Delia Smith is an English cookery writer and broadcaster who has ‘taught the nation to cook’ in print and on TV since the 1970s. Her books regularly become bestsellers, and she has that rare honour of being known and recognised simply by her first name. My late aunt Liz was a teacher with a firm but friendly air – and growing up, I always thought that Delia looked just like her and was always equally authoritative.

Now, however, Delia has committed a crime in the eyes of trendy food writers: she has produced a book, How to Cheat at Cooking, in which she suggests that we can save time and hassle by using some processed foods instead of always having to use ‘proper’ ingredients. She’s into processed packets and jars, stuff in tins, frozen things – products that are available in supermarkets. Yep, and not respectable supermarkets with bullshit ethical outlooks (Waitrose), but in Sainsbury’s, Tesco and Wal-Mart’s UK arm, Asda.

Delia’s promotion of processed food and supermarket convenience is blatantly out of step with the current trend for promoting local/seasonal/organic/fresh/natural food (delete as appropriate according to your own personal obsessions).
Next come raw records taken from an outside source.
PR #1278, opened 2026-06-30
v3 prep: Remove compatibility handlers

molnarm:
Removed compatibility items added previously in #1274 .


_docs/v3-breaking-changes.md
```diff
@@ -0,0 +1,69 @@
+---
+title: Bitrise CLI v3 breaking changes
+---
+
+# Bitrise CLI v3 — breaking changes
+
+This document tracks the user-visible breaking changes introduced for the **v3**
+major release. v3 merges the cloud resource-management commands into the existing
+CLI (see the [RFC](https://bitrise.atlassian.net/wiki/spaces/ENGI/pages/5042241595)).
```
ofalvai: Let's remove this link if this document is intended for users.

cli/run_util.go
```diff
@@ -950,7 +949,7 @@ func CreateBitriseConfigFromCLIParams(bitriseConfigBase64Data, bitriseConfigPath
 				return models.BitriseDataModel{}, []string{}, fmt.Errorf("failed to merge Bitrise config (%s): %w", bitriseConfigPath, err)
 			}
 
-			isJSON := filepath.Ext(bitriseConfigPath) == "json"
+			isJSON := filepath.Ext(bitriseConfigPath) == ".json"
```
ofalvai, line 952: Is this change intentional?

cli/trigger.go
```diff
@@ -60,13 +54,22 @@ func printAvailableTriggerFilters(triggerMap []models.TriggerMapItemModel) {
 func trigger(cmd *cobra.Command, args []string) error {
 	logCommandParameters(cmd)
 
-	prGlobalFlagPtr := legacy.PRModeFlagOverride(cmd, PRKey)
-	ciGlobalFlagPtr := legacy.CIModeFlagOverride(cmd, CIKey)
-	secretFiltering, err := legacy.SecretFilteringFlagOverride(cmd, secretFilteringFlag)
+	prGlobalFlagPtr, err := resolveBoolFlagOrEnv(cmd.Root().PersistentFlags(), PRKey)
+	if err != nil {
+		failf(err.Error())
```
ofalvai: Surfaced by an LLM review:

`failf(format string, args ...interface{})` forwards its first argument straight into `log.Errorf`. Elsewhere in the same PR (`cli/cli.go`, and the 4th error in `trigger.go`'s own `trigger()` function) the correct `failf("%s", err)` pattern is used. Since `resolveBoolEnv`'s error message embeds the raw env var value via `%q` (e.g. `could not parse "10%" as bool value for $BITRISE_SECRET_FILTERING`), an env value containing a literal `%` will be reinterpreted as a format verb, producing a garbled `%!s(MISSING)`-style error message instead of the intended text. Not a security issue (no attacker-controlled args are substituted in), but a real, easily-triggered display bug and an inconsistency within the same PR. `go vet ./cli/...` doesn't currently flag it (verified against the PR branch), so it won't be caught by CI — worth fixing to `failf("%s", err)` for all four call sites.

_docs/v3-breaking-changes.md
molnarm: It's not, it's in the repo so it will be easy to update during code changes, will probably end up in release notes or changelog.

cli/run_util.go
molnarm: Yes, this was a bug, [filepath.Ext](https://pkg.go.dev/path/filepath#Ext) always returns extensions with a dot.

_docs/v3-breaking-changes.md
ofalvai: That was my thinking as well, that we link to this doc from the release notes -> this is why I would remove the internal Atlassian link.

cli/trigger.go
molnarm: Good catch, I remember fixing this in other places.

_docs/v3-breaking-changes.md
molnarm: I meant that this will probably used to create the release notes and deleted here, but I removed the link anyway.

ofalvai (approved):

PR #1289, opened 2026-07-14
v3 prep: read config layers

molnarm:
This PR adds layered config handling to the CLI: settings now come from an existing legacy file plus
  two new locations (a per-project file and a global settings file), with the legacy file taking
  precedence when present so existing users are unaffected, while new users start on the new setup
  only. The change was reviewed against the design spec and hardened for edge cases like partial writes
  and inconsistent layers. It also restores a test file for an unrelated command that had been
  accidentally deleted in an earlier step of the same restructuring effort.


configs/configs.go
```diff
@@ -169,35 +178,109 @@ func CheckIsPluginUpdateCheckRequired(plugin string) bool {
...
+func saveConfig(existed bool, legacy ConfigModel, mutate func(*internalconfig.Config)) error {
+	if existed {
+		if err := saveLegacyConfig(legacy); err != nil {
+			return err
+		}
+		if err := saveGlobalConfig(mutate); err != nil {
+			log.Warnf("Failed to sync config.yml, ignoring: %s", err)
+		}
+		return nil
+	}
```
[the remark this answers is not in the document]
molnarm: This is intentional. If the legacy config exists, its contents have the highest precedence, so even if the new global config file fails to save, all settings are stored correctly.

internal/config/config.go
```diff
@@ -0,0 +1,142 @@
...
+		if err != nil {
+			return "", fmt.Errorf("locate user home dir: %w", err)
+		}
+		base = filepath.Join(home, ".config")
+	}
+	return filepath.Join(base, "bitrise", "cli"), nil
+}
+
+// Path returns the absolute path to the global config file (whether or not
+// it exists). Honors XDG_CONFIG_HOME, falling back to ~/.config.
```
godrei: NIT: this comment is unnecessary: "Honors XDG_CONFIG_HOME, falling back to ~/.config.", because it is already mentioned at the "Dir()" function.

internal/config/config.go
```diff
@@ -0,0 +1,142 @@
...
+}
+
+// Load reads the global config file. A missing file is not an error — it
+// returns the zero Config so first-time users don't see failures.
+func Load() (Config, error) {
+	p, err := Path()
+	if err != nil {
+		return Config{}, err
+	}
+	data, err := os.ReadFile(p) //nolint:gosec // p is derived from XDG_CONFIG_HOME / user home, not user input
```
godrei: Why is this nolint rule needed?

internal/auth/auth.go
godrei: The logic for getting the config dir is duplicated in internal/config/config.go:43, shouldn't we share this logic in config.go, or even move the logic for getting the auth config path to there?

internal/config/config.go
```diff
@@ -0,0 +1,142 @@
...
+
+// Config is the on-disk shape. Its fields mirror configs.ConfigModel exactly,
+// so the legacy ~/.bitrise/config.json can act as a layer in Resolve (see
+// resolve.go) with the same fields to compare against.
+//
+// LastCLIUpdateCheck and LastPluginUpdateChecks are timestamps the CLI
+// itself writes during normal operation, not user preferences — unusual
+// candidates for a hand-edited YAML override — but are included here for
+// uniform treatment across all three fields.
+type Config struct {
```
godrei, line 29: Why do we keep to separated models for this config? The other definition is at configs/configs.go:17

internal/config/config.go
```diff
@@ -0,0 +1,142 @@
...
+	}
+	if err := os.MkdirAll(filepath.Dir(p), 0o700); err != nil {
+		return fmt.Errorf("create config dir: %w", err)
+	}
+	data, err := yaml.Marshal(&c)
+	if err != nil {
+		return fmt.Errorf("marshal config: %w", err)
+	}
+	tmp := p + ".tmp"
+	if err := os.WriteFile(tmp, data, 0o600); err != nil {
```
godrei, line 162: What's the reason for writing a tmp file first and then renaming to the final path?

molnarm: It's to ensure atomic replacement. Write can leave files broken (and starts by truncating the existing file, potentially losing data), so we do that separately and then switch.

internal/config/config.go
molnarm: Config is the new structure, tagged for YML, which will contain all the added configuration like default app, workspace etc.
ConfigModel is the old JSON format that existing users have. It is still supported but will not be extended.

internal/auth/auth.go
molnarm: Good point, I cleaned up these methods.

godrei (approved):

Worse, Delia declared in an interview on BBC Radio 4’s flagship news show, Today, that she was more concerned about families eating properly than about the welfare of chickens; that taste mattered more than whether food was ‘organic’; and that she is sceptical about the notion of ‘food miles’. ‘I’ll stick to teaching people to cook’, she told listeners. ‘I can’t get into the politics of food.’

The condemnation of Delia has come thick and fast – and some of it has been highly personal and unpleasant.

Carol Midgley, writing in the The Times (London), says she never ‘got this hero worship of a woman [Delia] with Vicar of Dibley hair… who quite often seemed to be stating the bleeding obvious’. On Delia’s refusal to get involved in ‘food politics’, Midgely accuses her of playing an insincere ‘girlie act’. One ex-Delia fan, Daily Mail columnist and nutritionist Jane Clarke, believes Delia ‘is jealous of other chefs and wants to undermine all the good work everyone else has done’. Clarke says that, yes, tinned tomatoes, ready-made puff pastry and stock cubes are fine, but frozen mashed potato is a step too far – despite the fact that Delia’s preferred brand, Aunt Bessie’s Frozen Mashed Potato, contains just five ingredients: potato, milk, butter, salt and pepper.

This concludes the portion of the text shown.